Exercise data
____________

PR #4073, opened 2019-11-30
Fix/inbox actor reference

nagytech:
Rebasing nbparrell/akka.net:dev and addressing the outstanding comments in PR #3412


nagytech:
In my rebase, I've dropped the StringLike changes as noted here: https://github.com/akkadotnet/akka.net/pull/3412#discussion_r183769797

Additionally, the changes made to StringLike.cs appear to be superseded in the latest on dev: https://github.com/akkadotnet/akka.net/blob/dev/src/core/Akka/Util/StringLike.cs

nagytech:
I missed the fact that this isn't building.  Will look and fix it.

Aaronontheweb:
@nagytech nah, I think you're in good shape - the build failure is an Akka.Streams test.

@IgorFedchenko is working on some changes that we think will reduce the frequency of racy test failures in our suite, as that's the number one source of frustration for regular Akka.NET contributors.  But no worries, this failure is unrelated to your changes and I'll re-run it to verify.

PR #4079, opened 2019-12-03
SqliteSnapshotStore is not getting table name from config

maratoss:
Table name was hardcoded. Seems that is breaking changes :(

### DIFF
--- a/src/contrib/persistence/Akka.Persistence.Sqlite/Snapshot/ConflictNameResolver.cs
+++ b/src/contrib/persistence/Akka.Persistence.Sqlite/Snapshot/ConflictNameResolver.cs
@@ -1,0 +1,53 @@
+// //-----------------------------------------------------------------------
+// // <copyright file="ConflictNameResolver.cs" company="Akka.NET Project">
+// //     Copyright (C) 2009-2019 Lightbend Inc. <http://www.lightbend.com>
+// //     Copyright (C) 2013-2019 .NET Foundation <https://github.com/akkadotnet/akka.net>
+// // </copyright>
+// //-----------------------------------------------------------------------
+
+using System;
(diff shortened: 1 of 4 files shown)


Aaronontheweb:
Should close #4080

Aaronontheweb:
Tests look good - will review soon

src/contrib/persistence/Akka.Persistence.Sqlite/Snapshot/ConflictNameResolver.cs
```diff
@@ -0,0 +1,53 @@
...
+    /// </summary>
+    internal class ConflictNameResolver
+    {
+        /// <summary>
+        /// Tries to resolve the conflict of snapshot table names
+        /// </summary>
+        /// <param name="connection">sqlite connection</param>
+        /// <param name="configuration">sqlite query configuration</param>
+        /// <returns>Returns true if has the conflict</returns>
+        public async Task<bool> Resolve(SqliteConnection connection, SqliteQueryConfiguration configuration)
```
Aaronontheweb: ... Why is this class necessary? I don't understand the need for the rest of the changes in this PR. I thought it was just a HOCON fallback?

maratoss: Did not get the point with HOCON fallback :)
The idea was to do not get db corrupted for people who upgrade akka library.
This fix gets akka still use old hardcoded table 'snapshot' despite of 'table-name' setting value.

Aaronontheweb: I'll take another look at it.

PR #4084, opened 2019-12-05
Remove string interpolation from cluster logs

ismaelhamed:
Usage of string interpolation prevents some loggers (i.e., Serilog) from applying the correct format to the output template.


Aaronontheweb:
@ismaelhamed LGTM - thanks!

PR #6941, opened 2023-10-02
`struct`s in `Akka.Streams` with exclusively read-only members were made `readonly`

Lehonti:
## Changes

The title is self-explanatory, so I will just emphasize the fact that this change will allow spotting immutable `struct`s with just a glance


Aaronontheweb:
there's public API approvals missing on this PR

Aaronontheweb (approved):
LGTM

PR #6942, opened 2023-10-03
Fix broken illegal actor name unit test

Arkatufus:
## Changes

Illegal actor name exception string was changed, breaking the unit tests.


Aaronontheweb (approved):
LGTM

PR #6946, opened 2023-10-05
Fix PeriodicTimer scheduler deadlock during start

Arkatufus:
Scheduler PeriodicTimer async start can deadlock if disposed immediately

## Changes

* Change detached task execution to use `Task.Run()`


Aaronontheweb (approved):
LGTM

____________

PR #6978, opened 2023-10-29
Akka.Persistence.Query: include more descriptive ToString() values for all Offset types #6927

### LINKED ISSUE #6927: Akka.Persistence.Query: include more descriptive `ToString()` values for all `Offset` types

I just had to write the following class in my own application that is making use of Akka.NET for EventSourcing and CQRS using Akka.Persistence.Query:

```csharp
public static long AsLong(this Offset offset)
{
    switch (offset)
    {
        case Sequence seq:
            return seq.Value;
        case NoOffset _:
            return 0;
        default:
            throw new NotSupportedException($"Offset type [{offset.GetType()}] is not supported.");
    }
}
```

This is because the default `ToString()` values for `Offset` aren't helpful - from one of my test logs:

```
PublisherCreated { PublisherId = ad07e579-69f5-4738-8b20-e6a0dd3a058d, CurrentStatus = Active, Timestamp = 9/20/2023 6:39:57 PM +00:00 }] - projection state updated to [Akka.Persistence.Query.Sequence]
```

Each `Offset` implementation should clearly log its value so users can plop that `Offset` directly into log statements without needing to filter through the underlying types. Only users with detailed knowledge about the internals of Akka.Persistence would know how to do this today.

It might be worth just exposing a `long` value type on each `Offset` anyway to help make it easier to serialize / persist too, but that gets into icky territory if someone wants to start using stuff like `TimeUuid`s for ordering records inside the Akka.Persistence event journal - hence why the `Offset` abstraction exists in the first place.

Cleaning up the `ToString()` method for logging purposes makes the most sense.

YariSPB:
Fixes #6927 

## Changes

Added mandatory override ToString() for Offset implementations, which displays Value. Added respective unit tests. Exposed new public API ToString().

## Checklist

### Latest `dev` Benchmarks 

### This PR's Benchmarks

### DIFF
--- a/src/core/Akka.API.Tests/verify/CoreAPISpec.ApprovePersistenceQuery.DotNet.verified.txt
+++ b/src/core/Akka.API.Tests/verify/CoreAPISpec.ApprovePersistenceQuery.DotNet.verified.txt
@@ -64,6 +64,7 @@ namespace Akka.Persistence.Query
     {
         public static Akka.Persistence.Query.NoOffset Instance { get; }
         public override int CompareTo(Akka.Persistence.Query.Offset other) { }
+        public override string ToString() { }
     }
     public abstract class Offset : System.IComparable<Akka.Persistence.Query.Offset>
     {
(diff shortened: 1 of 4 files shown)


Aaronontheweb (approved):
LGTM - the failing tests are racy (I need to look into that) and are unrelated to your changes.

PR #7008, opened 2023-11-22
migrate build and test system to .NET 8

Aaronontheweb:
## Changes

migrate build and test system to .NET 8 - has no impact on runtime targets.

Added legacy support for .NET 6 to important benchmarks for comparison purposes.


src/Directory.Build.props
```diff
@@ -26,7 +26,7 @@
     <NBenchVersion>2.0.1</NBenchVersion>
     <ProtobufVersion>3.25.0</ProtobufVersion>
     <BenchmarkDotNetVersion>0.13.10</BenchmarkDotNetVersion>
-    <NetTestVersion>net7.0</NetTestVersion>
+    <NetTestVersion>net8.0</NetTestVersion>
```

____________

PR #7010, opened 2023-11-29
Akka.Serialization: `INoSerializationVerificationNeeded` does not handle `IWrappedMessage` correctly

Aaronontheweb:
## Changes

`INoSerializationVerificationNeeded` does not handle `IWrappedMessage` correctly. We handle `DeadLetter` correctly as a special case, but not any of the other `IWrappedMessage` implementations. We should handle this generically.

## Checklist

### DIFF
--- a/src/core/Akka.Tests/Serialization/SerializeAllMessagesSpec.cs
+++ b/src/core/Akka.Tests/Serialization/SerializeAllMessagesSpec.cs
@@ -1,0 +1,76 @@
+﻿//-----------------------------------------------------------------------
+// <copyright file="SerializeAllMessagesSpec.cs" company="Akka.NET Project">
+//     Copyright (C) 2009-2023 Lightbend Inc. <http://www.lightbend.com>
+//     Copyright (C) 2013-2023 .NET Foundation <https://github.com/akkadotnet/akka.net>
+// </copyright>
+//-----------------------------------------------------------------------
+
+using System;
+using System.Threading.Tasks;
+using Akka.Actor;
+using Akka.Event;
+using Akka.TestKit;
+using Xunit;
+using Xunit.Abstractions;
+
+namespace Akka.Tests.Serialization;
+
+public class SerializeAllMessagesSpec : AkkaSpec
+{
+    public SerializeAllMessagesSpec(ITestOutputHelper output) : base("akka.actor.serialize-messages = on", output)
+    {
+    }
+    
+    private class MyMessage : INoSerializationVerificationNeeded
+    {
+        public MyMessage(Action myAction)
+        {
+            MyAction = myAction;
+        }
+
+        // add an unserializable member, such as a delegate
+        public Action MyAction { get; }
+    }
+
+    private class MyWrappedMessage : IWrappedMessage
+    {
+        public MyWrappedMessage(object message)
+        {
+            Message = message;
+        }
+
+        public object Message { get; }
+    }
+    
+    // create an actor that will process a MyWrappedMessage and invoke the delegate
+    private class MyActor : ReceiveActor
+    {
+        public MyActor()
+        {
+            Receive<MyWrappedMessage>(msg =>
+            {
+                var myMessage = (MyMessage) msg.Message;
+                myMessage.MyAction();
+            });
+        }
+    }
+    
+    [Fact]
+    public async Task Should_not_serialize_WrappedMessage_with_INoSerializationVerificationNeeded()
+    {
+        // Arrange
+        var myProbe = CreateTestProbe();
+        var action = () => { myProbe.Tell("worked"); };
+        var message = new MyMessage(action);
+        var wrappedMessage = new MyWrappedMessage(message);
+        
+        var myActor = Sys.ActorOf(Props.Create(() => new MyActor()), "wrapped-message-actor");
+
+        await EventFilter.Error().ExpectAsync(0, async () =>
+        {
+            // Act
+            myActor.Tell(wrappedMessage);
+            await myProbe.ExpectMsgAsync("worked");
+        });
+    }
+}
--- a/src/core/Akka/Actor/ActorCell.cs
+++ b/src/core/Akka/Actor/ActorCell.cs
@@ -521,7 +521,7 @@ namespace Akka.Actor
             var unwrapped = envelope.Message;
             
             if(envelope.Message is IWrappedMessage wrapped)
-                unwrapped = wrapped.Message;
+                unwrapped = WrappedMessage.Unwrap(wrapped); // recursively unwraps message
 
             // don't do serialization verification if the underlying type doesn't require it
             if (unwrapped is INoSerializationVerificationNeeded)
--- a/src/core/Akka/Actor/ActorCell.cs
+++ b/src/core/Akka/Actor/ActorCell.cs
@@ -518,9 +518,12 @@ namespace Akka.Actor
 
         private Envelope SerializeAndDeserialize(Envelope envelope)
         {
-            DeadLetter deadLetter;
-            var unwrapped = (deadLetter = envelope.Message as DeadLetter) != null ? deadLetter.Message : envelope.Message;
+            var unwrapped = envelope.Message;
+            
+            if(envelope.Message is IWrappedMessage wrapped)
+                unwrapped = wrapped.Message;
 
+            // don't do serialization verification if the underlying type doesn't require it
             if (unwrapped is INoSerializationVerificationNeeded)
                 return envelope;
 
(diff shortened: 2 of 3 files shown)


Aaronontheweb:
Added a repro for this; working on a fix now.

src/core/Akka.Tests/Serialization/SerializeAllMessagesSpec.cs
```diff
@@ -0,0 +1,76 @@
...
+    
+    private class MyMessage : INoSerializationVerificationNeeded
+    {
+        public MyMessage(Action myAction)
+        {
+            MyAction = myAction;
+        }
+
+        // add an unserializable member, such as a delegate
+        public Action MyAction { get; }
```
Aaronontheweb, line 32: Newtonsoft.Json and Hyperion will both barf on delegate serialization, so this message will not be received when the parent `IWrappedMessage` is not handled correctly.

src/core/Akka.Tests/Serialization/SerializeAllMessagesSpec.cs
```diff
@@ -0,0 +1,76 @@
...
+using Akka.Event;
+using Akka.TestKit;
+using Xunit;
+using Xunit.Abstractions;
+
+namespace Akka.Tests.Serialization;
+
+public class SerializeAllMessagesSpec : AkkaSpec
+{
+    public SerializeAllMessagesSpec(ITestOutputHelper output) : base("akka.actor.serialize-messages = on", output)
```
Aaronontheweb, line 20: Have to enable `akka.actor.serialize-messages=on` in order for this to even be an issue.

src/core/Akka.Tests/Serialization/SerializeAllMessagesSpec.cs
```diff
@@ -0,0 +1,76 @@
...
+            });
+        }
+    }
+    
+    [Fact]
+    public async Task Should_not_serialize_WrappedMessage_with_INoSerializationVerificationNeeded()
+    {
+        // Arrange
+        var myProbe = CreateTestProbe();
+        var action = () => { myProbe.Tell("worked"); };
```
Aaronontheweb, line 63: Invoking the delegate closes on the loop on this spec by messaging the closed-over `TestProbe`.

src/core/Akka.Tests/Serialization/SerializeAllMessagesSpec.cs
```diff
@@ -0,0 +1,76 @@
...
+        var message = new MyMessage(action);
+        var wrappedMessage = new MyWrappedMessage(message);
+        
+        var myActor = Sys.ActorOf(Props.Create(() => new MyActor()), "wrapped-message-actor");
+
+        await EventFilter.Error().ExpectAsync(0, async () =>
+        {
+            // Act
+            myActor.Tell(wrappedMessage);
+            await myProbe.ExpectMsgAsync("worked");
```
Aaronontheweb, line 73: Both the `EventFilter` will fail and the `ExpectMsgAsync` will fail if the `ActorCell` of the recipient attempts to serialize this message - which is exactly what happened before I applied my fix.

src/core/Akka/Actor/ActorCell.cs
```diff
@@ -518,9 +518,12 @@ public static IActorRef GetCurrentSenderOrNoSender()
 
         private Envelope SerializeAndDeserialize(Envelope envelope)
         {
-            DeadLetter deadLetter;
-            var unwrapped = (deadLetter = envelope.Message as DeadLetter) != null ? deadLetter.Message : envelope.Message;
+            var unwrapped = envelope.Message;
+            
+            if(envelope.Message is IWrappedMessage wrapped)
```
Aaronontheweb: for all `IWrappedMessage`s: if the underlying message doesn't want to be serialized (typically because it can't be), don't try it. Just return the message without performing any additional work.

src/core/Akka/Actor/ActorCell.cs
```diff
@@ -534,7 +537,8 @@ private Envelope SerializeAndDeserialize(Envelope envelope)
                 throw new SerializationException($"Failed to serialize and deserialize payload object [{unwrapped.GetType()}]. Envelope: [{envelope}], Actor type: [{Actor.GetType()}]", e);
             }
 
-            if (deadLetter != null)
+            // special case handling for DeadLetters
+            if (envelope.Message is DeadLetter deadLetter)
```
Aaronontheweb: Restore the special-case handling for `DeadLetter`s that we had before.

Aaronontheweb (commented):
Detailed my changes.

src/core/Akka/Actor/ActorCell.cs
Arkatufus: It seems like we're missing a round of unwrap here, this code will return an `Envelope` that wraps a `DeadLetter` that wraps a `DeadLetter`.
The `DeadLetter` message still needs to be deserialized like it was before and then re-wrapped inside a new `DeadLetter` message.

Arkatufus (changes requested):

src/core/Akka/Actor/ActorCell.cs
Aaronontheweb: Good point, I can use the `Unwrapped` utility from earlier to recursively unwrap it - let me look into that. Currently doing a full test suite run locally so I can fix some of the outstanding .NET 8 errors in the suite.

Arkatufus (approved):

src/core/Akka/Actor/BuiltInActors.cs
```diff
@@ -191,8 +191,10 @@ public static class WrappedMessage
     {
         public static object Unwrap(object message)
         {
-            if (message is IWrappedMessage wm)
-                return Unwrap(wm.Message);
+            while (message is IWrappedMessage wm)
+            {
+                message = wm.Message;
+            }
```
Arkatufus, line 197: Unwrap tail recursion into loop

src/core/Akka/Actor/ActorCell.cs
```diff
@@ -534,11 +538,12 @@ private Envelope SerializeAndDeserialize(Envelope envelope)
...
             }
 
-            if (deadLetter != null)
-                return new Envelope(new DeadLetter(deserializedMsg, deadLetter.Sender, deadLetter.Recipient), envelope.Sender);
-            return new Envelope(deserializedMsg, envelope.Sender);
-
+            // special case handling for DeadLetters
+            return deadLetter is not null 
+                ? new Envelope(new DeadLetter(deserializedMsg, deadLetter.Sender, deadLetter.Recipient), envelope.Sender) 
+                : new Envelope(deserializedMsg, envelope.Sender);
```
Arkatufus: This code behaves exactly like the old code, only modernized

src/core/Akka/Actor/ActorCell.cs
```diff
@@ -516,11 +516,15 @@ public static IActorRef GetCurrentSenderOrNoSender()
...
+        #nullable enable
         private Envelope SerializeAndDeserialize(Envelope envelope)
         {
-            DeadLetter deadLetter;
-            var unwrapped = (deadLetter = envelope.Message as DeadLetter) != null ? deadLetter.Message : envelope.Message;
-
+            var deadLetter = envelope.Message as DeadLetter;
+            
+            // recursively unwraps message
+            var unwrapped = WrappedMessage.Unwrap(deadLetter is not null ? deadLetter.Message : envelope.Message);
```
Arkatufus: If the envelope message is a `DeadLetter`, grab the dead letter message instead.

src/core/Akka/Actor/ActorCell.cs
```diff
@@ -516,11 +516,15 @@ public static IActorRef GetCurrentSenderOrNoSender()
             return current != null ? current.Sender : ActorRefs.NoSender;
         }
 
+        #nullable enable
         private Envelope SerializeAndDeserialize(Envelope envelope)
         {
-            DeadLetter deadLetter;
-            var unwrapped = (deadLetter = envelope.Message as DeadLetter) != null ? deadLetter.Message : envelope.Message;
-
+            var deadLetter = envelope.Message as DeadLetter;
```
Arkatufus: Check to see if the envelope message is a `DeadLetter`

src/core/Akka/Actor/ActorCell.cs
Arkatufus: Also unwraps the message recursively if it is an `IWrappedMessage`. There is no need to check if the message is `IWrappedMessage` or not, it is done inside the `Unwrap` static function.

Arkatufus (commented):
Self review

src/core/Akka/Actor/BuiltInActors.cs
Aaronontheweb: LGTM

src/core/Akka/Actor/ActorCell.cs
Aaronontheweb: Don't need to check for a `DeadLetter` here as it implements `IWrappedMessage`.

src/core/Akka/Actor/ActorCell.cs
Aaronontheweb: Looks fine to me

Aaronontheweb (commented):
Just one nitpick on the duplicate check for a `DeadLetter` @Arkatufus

____________

What to work on
Every line from the line containing "PR #4073, opened 2019-11-30" through the line containing "In my rebase, I've" in the records above must be retyped exactly. Leave out the rest.

Task solution
PR #4073, opened 2019-11-30
Fix/inbox actor reference

nagytech:
Rebasing nbparrell/akka.net:dev and addressing the outstanding comments in PR #3412


nagytech:
In my rebase, I've dropped the StringLike changes as noted here: https://github.com/akkadotnet/akka.net/pull/3412#discussion_r183769797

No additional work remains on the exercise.